Suite à une vidéo chez « Juste Milieu » j’ai entrepris de relire le manifeste de Ted Kaczynski, car il traite de la question « nature vs technologie » et qu’il apporte des éléments très pertinents. Je vais résumer l’idée centrale de sa thèse, sans commenter, sans donner mon avis dans cet article. Mon but n’est pas de lui faire de la promotion ni l’inverse, mais de pousser à réfléchir à une question existentielle fondamentale : quelle liberté nous reste-t-il à l’age de machine ?

Ted Kaczynski décédé cette année, a été un « eco-terroriste » nommé Una Bomber (une série a été faite sur son histoire). Jusque-là, rien de bien remarquable. Sauf qu’il avait 167 de QI, qu’il a été docteur en mathématique et qu’il écrit un manifeste brillant, que l’on soit d’accord avec ses conclusions ou pas. Il met les pieds dans le plat. Ce manifeste est disponible en PDF en français sur la toile. Il n’est pas très long à lire. Je vais le résumer à ma façon, et mettre quelques citations ensuite pour appuyer mon propos. C’est un livre évidement dangereux à ne pas mettre dans toutes les boites crâniennes.

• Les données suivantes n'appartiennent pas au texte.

Issue #486, opened 2022-08-07
[Kratos] - allow for custom yaml configmap name


Davincible:
### Preflight checklist

- [X] I could not find a solution in the existing issues, docs, nor discussions.
- [X] I agree to follow this project's [Code of Conduct](https://github.com/ory/k8s/blob/master/CODE_OF_CONDUCT.md).
- [X] I have read and am following this repository's [Contribution Guidelines](https://github.com/ory/k8s/blob/master/CONTRIBUTING.md).
- [ ] This issue affects my [Ory Cloud](https://www.ory.sh/) project.
- [ ] I have joined the [Ory Community Slack](https://slack.ory.sh).
- [ ] I am signed up to the [Ory Security Patch Newsletter](https://ory.us10.list-manage.com/subscribe?u=ffb1a878e4ec6c0ed312a3480&id=f605a41b53).

### Describe your problem

Currently, you can only config Kratos through either inline yaml in `values.yaml`, or specify every option through the env variables. Since the config contains info I don't want in VCS, I'm trying to avoid the former, but the latter becomes tedious when you want to specify a lot of custom values.

### Describe your ideal solution

It would be much nicer if just like with the secret, you could provide a custom configmap name that will be used as configuration, so you can in yaml define the whole config, and avoid it going into VCS.

### Workarounds or alternatives

Envs

### Version

latest

Davincible:
Just found out that as a work around I can add an extra `-c file.yaml` and volume mount

Demonsthere:
Hi there! 
If you are concerned about leaking sensitive data within the values/VCS, I would recommend overwriting those values with envs that are read from secrets. this should be more secure then providing a custom cm 😉

Davincible:
Yes but you don't want to write out 20 ENVs. I managed to solve it like this, but the stateful set is missing the `extraArgs` option

```yaml
deployment:
  extraVolumes:
    - name: config-volume
      configMap:
        name: kratos-config-extra
  extraVolumeMounts:
    - name: config-volume
      mountPath: /etc/kratos/
  extraArgs:
    - -c
    - /etc/kratos/config.yaml

statefulset:
  extraVolumes:
    - name: config-volume
      configMap:
        name: kratos-config-extra
  extraVolumeMounts:
    - name: config-volume
      mountPath: /etc/kratos/
  extraArgs:
    - -c
    - /etc/kratos/config.yaml

```

PR #488, opened 2022-08-12
feat(kratos): add statefulset.extraArgs option

Davincible:
Also fix capitalization in readme.md

Fix: #486

## Checklist

- [x] I have added necessary documentation within the code base (if appropriate).

### DIFF
--- a/helm/charts/kratos/README.md
+++ b/helm/charts/kratos/README.md
@@ -100,15 +100,16 @@ A ORY Kratos Helm chart for Kubernetes
 | serviceMonitor.scrapeInterval | string | `"60s"` | Interval at which metrics should be scraped |
 | serviceMonitor.scrapeTimeout | string | `"30s"` | Timeout after which the scrape is ended |
 | serviceMonitor.tlsConfig | object | `{}` | TLS configuration to use when scraping the endpoint |
-| statefulSet.annotations | object | `{}` |  |
-| statefulSet.extraContainers | object | `{}` | If you want to add extra sidecar containers. |
-| statefulSet.extraEnv | list | `[]` |  |
-| statefulSet.extraInitContainers | object | `{}` | If you want to add extra init containers. These are processed before the migration init container. |
-| statefulSet.extraVolumeMounts | list | `[]` |  |
-| statefulSet.extraVolumes | list | `[]` | If you want to mount external volume For example, mount a secret containing Certificate root CA to verify database TLS connection. |
-| statefulSet.labels | object | `{}` |  |
-| statefulSet.nodeSelector | object | `{}` | Node labels for pod assignment. |
-| statefulSet.resources | object | `{}` |  |
+| statefulset.annotations | object | `{}` |  |
+| statefulset.extraContainers | object | `{}` | If you want to add extra sidecar containers. |
+| statefulset.extraEnv | list | `[]` |  |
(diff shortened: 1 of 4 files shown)


helm/charts/kratos/README.md
```diff
@@ -100,15 +100,16 @@ A ORY Kratos Helm chart for Kubernetes
...
-| statefulSet.annotations | object | `{}` |  |
-| statefulSet.extraContainers | object | `{}` | If you want to add extra sidecar containers. |
-| statefulSet.extraEnv | list | `[]` |  |
-| statefulSet.extraInitContainers | object | `{}` | If you want to add extra init containers. These are processed before the migration init container. |
-| statefulSet.extraVolumeMounts | list | `[]` |  |
-| statefulSet.extraVolumes | list | `[]` | If you want to mount external volume For example, mount a secret containing Certificate root CA to verify database TLS connection. |
-| statefulSet.labels | object | `{}` |  |
-| statefulSet.nodeSelector | object | `{}` | Node labels for pod assignment. |
-| statefulSet.resources | object | `{}` |  |
+| statefulset.annotations | object | `{}` |  |
```
Demonsthere, line 103: The docs are auto-generated, no need to modify it :)

helm/charts/kratos/templates/statefulset-mail.yaml
```diff
@@ -54,7 +54,14 @@ spec:
         - name: {{ include "kratos.fullname" . }}-courier
           image: {{ include "kratos.image" . }}
           imagePullPolicy: {{ include "kratos.imagePullPolicy" . }}
-          args: [ "courier", "watch", "--config", "/etc/config/kratos.yaml" ]
+          args:
+            - courier
+            - watch 
+            - --config
+            - /etc/config/kratos.yaml
+            {{- if .Values.statefulset.extraArgs }}
```
Demonsthere, line 62: Please add the new parameter to the values.yaml with a default value of `[]`.

A good idea would be also to add some testing parameters to the values in the `/hack` directory, to ensure that the manifests are properly generated :)

Demonsthere (changes requested):

helm/charts/kratos/README.md
Davincible: I see. I think my changes can just be overwritten with the generated docs right?

Davincible:
I was confused as in the same helm template, both `statefulSet` and `statefulset` were used. I changed all to the former since it aligns more with the rest of the conventions used throughout the template. This is a breaking change, however.

helm/charts/kratos/values.yaml
```diff
@@ -324,6 +324,11 @@ statefulSet:
   #    cpu: 100m
   #  memory: 128Mi
 
+  extraArgs: []
+  # -- Array of extra arguments to be passed down to the StatefulSet. Kubernetes args format is expected
```
Demonsthere, line 328:
```suggestion
  # -- Array of extra arguments to be passed down to the StatefulSet. Kubernetes args format is expected
  extraArgs: []
```

Demonsthere: The helm-docs app we use for docs generation requires the comment be above the variable :)

Demonsthere:
I see, good catch with the `statefulset`, looks like a leftover that was missed when we were refactoring the chart. It is a breaking change, but for the sake of consistency I am in favour of merging it

Demonsthere (approved):

PR #492, opened 2022-08-19
feat: expose Oathkeeper check port

hperl:
This PR adds the option to configure the gRPC Check service for Oathkeeper.

Blocked by https://github.com/ory/oathkeeper/pull/993


Demonsthere:
Hi there! I see that the ci installation fails, maybe we need to bump the default version of oathkeeper?

hperl:
> Hi there! I see that the ci installation fails, maybe we need to bump the default version of oathkeeper?

Yes, the change in Oathkeeper needs to be merged before this, because it complains about unknown config values. I updated the description.

hperl:
Converting to draft, maybe this is not even needed.

PR #504, opened 2022-09-06
feat: allow custom commands and args on migration containers

adamstrawson:
**Note**: Replaces #419, which appears to be inactive/stale. 

Allow the ability to pass through custom commands & args into the migration container. 

For our use case, we run the GCP cloud-sql-proxy sidecar containers, the migrations fail to run as they sometimes start before the proxy has started. This change allows us to add a `sleep` (or a `wait-for-it` script) to the migration command so that it waits for the sql proxy to be available. 

## Checklist

- [ ] I have referenced an issue containing the design document if my change introduces a new feature. **N/A**
- [ ] I have added tests that prove my fix is effective or that my feature works. **N/A** - Tested via `helm template` and `helm install`
- [X] I have added necessary documentation within the code base (if appropriate).

### DIFF
--- a/helm/charts/keto/values.yaml
+++ b/helm/charts/keto/values.yaml
@@ -185,7 +185,9 @@ keto:
     # -- Ability to override the entrypoint of the automigration container
     # (e.g. to source dynamic secrets or export environment dynamic variables)
     customCommand: []
-    #   - sleep 5;
+    # -- Ability to override arguments of the entrypoint. Can be used in-depended of customCommand 
+    # eg:
+    # - sleep 5;
     #   - keto
     customArgs: []
   # -- Direct keto config. Full documentation can be found in https://www.ory.sh/keto/docs/reference/configuration
--- a/helm/charts/keto/values.yaml
+++ b/helm/charts/keto/values.yaml
@@ -182,6 +182,12 @@ keto:
     # When set to initContainer, the migration will be executed when kratos pod is created
     # Defaults to job  
     type: job
+    # -- Ability to override the entrypoint of the automigration container
+    # (e.g. to source dynamic secrets or export environment dynamic variables)
+    customCommand: []
+    #   - sleep 5;
+    #   - keto
+    customArgs: []
   # -- Direct keto config. Full documentation can be found in https://www.ory.sh/keto/docs/reference/configuration
   config:
     serve:
--- a/helm/charts/kratos/values.yaml
+++ b/helm/charts/kratos/values.yaml
@@ -117,7 +117,9 @@ kratos:
     # -- Ability to override the entrypoint of the automigration container
     # (e.g. to source dynamic secrets or export environment dynamic variables)
     customCommand: []
-    #   - sleep 5;
+    # -- Ability to override arguments of the entrypoint. Can be used in-depended of customCommand 
+    # eg:
+    # - sleep 5;
     #   - kratos
     customArgs: []
 
--- a/helm/charts/kratos/values.yaml
+++ b/helm/charts/kratos/values.yaml
@@ -114,6 +114,12 @@ kratos:
     # When set to initContainer, the migration will be executed when kratos pod is created
     # Defaults to job  
     type: job
+    # -- Ability to override the entrypoint of the automigration container
+    # (e.g. to source dynamic secrets or export environment dynamic variables)
+    customCommand: []
+    #   - sleep 5;
+    #   - kratos
+    customArgs: []
 
   # -- You can add multiple identity schemas here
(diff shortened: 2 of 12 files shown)


Demonsthere:
Hi there!
As much as I agree on the core of the issue (how to schedule task that need to be run before the migration), I think this is only a partial solution. 
The application containers are bare bones by design and lack utilities that would allow you for a proper wait-for-x function (like curl), and while adding a simple sleep might be enough, it still leaves us with a possible race condition. 

Moreover, in the case of a sidecar, which runs in parallel to the main application (if I understand your issue correctly), we have a circular dependency as the initContainer needs the sidecar, which won't start before the init finishes. 

Imho the only way to handle a proxy sidecar, would be to disable the automigration job and initContainer, and override the command for the main container to include a wait-for-sidecar then run migrations, then run the main application 😞

adamstrawson:
> Hi there! As much as I agree on the core of the issue (how to schedule task that need to be run before the migration), I think this is only a partial solution. The application containers are bare bones by design and lack utilities that would allow you for a proper wait-for-x function (like curl), and while adding a simple sleep might be enough, it still leaves us with a possible race condition.
> 
> Moreover, in the case of a sidecar, which runs in parallel to the main application (if I understand your issue correctly), we have a circular dependency as the initContainer needs the sidecar, which won't start before the init finishes.
> 
> Imho the only way to handle a proxy sidecar, would be to disable the automigration job and initContainer, and override the command for the main container to include a wait-for-sidecar then run migrations, then run the main application 😞

That's an interesting thought @Demonsthere, and something I didn't consider.  We were actually about to spike moving our own migrations into init containers in the near future, and hadn't crossed out mind about the circular dependency there either. 

I guess if we were to handle migrations with a `job` rather than an `initContainer`, this wouldn't be an issue, as the proxy would run as a sidecar on the job pod as normal. 

Would you accept the PR if it only modified the job resource to pass a custom command/arg, and remove the changes to the `deployment.yaml`? 

For context, this PR was off the back of a previous (stale) one, where I believe others have had similar use-cases not specific to proxies - https://github.com/ory/k8s/pull/419

Demonsthere:
Yeah, a job with the sidecar (and probably a wait-for) would imho work in your case :) Regarding the PR i think we can add the customCommand and args for both app and job, however:
- For consistency, could you add it to all of the applications?
- For testing, add some sample overrides to to the value files in `hack` so that the CI can check if the resulting yamls are valid and can be applied?

adamstrawson:
> For consistency, could you add it to all of the applications?  

All done, looks like it was just Ketos remaining, so all are now consistent

> For testing, add some sample overrides to to the value files in hack so that the CI can check if the resulting yamls are valid and can be applied?

That's done too, I added a mix of `customCommand` and `customArg` across the three applications, giving it a few variations.

Let me know if there's any further additions you'd like

helm/charts/keto/values.yaml
```diff
@@ -182,6 +182,12 @@ keto:
     # When set to initContainer, the migration will be executed when kratos pod is created
     # Defaults to job  
     type: job
+    # -- Ability to override the entrypoint of the automigration container
+    # (e.g. to source dynamic secrets or export environment dynamic variables)
+    customCommand: []
+    #   - sleep 5;
```
Demonsthere, line 188:
```suggestion
    # -- Ability to override arguments of the entrypoint. Can be used in-depended of customCommand 
    # eg:
    # - sleep 5;
```

helm/charts/kratos/values.yaml
```diff
@@ -114,6 +114,12 @@ kratos:
     # When set to initContainer, the migration will be executed when kratos pod is created
     # Defaults to job  
     type: job
+    # -- Ability to override the entrypoint of the automigration container
+    # (e.g. to source dynamic secrets or export environment dynamic variables)
+    customCommand: []
+    #   - sleep 5;
```
Demonsthere, line 120:
```suggestion
    # -- Ability to override arguments of the entrypoint. Can be used in-depended of customCommand 
    # eg:
    # - sleep 5;
```

Demonsthere (approved):

adamstrawson:
Thanks for approving/merging @Demonsthere 🙌  

Just for my own benefit, what's the process around releasing chart versions? Does it tend to happen around app releases, or as and when suits?

Demonsthere:
Chart releases are done by me, and do not require any app releases :) As to when, well, when there is something to release 😅

adamstrawson:
Thanks! I'll just be patient and await for when this PR is released in the next chart version, we can continue to apply migrations manually for the time being

PR #818, opened 2023-05-30
Update distributions list

MisterDA:


tmcgilchrist:
Could you enumerate the distribution additions and removals for visibility
here?

MisterDA:
- added: Ubuntu 23.04, Fedora 38, Alpine 3.18, OpenSUSE Tumbleweed
- removed: Fedora 36

tmcgilchrist:
@MisterDA Seems like the `capnp` packages are not available on Tumbleweed and the builds are failing, could you check whether they truely are unavailable or we need to patch the `conf-capnproto` package in opam-repository.

PR #821, opened 2023-06-01
Revert "Update distributions list (#818)"

novemberkilo:
This reverts commit 9408e5f35cbcaad2825777f05772a9ad763e7c88.

Reverting so that we can fix the failures from #818 and retry in a separate PR.


tmcgilchrist (approved):
Looks good, we can restore it when we fix the capnp error.

novemberkilo:
FYI https://github.com/ocaml/opam-repository/pull/23852

PR #823, opened 2023-06-08
Add reynir in allowlist

reynir:


benmandrew:
Could you also add your username to the `deploy-data/github-organisations.txt` file? Thanks!

PR #828, opened 2023-06-19
Update macOS to 5.1~alpha2

mtelvers:


benmandrew (approved):
Thanks for this

samoht:
Is there a way to make sure this is always in sync?

tmcgilchrist:
@samoht tracking issue for extracting this code into a common library https://github.com/ocurrent/ocaml-ci/issues/682. We need to work with obuilder-specs rather than `ocaml-dockerfile` for these new platforms (macOS and FreeBSD) that don't support docker natively.

PR #830, opened 2023-06-20
Update dune-project file with maintainer information

tmcgilchrist:
Updates the supported ocaml version to 4.14, since that is the version used in production there is no point in supporting earlier versions and doing builds for them.


benmandrew (approved):

novemberkilo (approved):
👍🏾 thanks @tmcgilchrist

moyodiallo (commented):
:+1:

PR #835, opened 2023-07-03
Extend experimental to OCaml 5.1~alpha2

tmcgilchrist:


benmandrew (approved):
LGTM. The 5.1~alpha2 builds already show up as experimental because they're all `macos-homebrew`, but this is good for reliability.

PR #836, opened 2023-07-05
Update macos 5.1 builds to beta1.

tmcgilchrist:
Requires updating the base images on macOS first.


benmandrew (approved):

benmandrew:
Could you also add 5.1~beta1 to the list of experimental variants? As in https://github.com/ocurrent/ocaml-ci/pull/835.

PR #841, opened 2023-07-07
Lint on linux (the sequel)

benmandrew:
Prefer running `(lint-fmt)` on Linux x86 platforms. Completion of #839.


tmcgilchrist:
Deployed on `live-engine` 
Thanks @benmandrew

tmcgilchrist:
This is not quite right it was still choosing macOS to run the linting steps on.

PR #853, opened 2023-08-09
Linting without installing dependencies of a project

moyodiallo:
[opam-dune-lint](https://github.com/ocurrent/opam-dune-lint/pull/46) doesn't build a project when linting, so installing the dependencies isn't necessary.

_To note this is on experimentation._


moyodiallo:
Works fine in prod, `live-engine branch`.

tmcgilchrist:
The other piece for general ocaml-ci linting is to run both opam lint on all the opam files and opam-dune-lint. From my limited local testing they check different things and we should be running both.

PR #854, opened 2023-08-17
Add experimental builds for Opam 2 2

tmcgilchrist:
Adds experimental builds for opam.2.2 using the pre-built opam-dev (master) builds in the docker base images. 
Tagged as a draft because:
1. Some variants like flambda don't work with the opam list command to get opam-vars
2. opam-vars query is hardcoded for macOS and FreeBSD, when it should be run on those cluster builds.

### DIFF
--- a/lib/build_info.ml
+++ b/lib/build_info.ml
@@ -21,15 +21,17 @@ let experimental_variant s =
     match s.variant with
     | None -> false
     | Some v ->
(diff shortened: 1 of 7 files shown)


shonfeder:
Should be superseded by #953 iiuc.

tmcgilchrist:
Looking forward to opam 2.2 support 👍🏻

Le cœur de son propos tourne autour du processus d’auto-accomplissement (« power process » en anglais). On pourrait parler d’épanouissement. L’homme est fait pour relever les défis lancés par la nature (se nourrir, se chauffer, se défendre en somme). La société industrielle prend en charge ces aspects et le laisse avec ce qu’il appelle des « activités de substitutions« , des palliatifs qui ne lui laissent que des objectifs sans importance et demande soumission totale pour le reste. La société industrielle est très permissive, mais s’oppose radicalement à la liberté réelle. Ce qui produit des tendances sociales aliénantes, ce qu’il nomme la sur-socialisation et le sentiment d’infériorité qui se traduisent par un malêtre et un malaise grandissant qu’il associe au « progressisme ».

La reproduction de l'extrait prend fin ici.